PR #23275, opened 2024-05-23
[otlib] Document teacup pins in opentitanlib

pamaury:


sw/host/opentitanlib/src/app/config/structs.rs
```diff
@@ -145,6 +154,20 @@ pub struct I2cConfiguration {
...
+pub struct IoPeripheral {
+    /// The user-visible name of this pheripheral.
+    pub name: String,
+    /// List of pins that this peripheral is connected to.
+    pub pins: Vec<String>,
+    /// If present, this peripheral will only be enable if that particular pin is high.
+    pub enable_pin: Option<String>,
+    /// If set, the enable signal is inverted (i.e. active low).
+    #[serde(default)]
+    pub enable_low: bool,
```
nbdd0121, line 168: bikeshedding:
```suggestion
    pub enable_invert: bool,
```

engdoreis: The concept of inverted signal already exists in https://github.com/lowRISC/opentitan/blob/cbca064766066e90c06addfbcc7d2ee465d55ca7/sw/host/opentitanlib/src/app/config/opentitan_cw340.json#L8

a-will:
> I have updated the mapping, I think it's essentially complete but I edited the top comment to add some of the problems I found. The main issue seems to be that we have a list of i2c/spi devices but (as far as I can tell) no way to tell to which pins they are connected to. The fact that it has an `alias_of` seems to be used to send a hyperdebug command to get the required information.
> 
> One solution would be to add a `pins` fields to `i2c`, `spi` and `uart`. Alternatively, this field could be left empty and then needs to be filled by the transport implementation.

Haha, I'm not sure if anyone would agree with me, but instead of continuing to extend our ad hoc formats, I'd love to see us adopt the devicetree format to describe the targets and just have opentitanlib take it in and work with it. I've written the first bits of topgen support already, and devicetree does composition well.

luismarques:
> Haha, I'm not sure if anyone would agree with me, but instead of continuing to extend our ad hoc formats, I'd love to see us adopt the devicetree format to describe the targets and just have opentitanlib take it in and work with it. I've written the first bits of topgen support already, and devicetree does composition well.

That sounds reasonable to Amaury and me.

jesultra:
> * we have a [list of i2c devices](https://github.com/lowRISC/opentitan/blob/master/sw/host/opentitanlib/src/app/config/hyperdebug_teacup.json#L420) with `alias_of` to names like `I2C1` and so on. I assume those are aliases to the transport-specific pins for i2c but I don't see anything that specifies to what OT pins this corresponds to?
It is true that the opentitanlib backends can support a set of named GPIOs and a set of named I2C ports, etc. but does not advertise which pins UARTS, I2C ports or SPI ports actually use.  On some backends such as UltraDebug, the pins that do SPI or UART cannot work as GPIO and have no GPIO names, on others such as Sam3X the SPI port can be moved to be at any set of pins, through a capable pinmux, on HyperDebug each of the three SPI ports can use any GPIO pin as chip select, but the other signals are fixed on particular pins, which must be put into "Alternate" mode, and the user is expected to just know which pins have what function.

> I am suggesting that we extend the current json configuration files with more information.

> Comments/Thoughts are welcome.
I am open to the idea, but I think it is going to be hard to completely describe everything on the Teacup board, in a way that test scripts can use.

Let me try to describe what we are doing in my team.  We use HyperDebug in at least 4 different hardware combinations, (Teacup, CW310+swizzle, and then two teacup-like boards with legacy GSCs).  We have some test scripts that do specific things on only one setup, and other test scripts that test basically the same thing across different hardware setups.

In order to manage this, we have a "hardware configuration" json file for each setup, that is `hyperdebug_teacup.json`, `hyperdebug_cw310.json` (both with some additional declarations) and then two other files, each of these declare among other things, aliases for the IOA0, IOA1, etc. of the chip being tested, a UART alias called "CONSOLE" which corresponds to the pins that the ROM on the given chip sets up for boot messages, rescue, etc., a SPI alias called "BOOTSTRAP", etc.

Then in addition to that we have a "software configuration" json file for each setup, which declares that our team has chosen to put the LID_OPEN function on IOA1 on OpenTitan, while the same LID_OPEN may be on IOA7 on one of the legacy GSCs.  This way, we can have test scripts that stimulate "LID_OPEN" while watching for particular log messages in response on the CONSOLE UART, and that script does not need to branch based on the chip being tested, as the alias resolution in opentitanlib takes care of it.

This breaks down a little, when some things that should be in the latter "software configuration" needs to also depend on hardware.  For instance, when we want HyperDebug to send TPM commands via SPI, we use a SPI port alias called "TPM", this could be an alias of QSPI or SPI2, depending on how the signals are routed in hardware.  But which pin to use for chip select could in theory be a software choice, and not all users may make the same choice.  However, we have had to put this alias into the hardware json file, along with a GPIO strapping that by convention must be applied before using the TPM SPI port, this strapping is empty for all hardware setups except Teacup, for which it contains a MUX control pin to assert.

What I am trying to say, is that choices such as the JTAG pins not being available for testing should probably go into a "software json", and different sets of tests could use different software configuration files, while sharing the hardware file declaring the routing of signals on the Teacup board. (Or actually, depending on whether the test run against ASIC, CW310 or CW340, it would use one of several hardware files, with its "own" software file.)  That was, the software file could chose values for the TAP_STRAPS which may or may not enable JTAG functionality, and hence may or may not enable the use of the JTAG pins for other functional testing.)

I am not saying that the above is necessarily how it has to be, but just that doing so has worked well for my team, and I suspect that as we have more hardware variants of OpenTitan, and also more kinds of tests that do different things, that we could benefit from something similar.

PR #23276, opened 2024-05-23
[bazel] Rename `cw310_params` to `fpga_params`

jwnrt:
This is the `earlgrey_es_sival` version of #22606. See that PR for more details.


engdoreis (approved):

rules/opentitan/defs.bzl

Task to carry out =>
Show, from the records above, every line that includes "inverted".

Answer section =>
+    /// If set, the enable signal is inverted (i.e. active low).
engdoreis: The concept of inverted signal already exists in https://github.com/lowRISC/opentitan/blob/cbca064766066e90c06addfbcc7d2ee465d55ca7/sw/host/opentitanlib/src/app/config/opentitan_cw340.json#L8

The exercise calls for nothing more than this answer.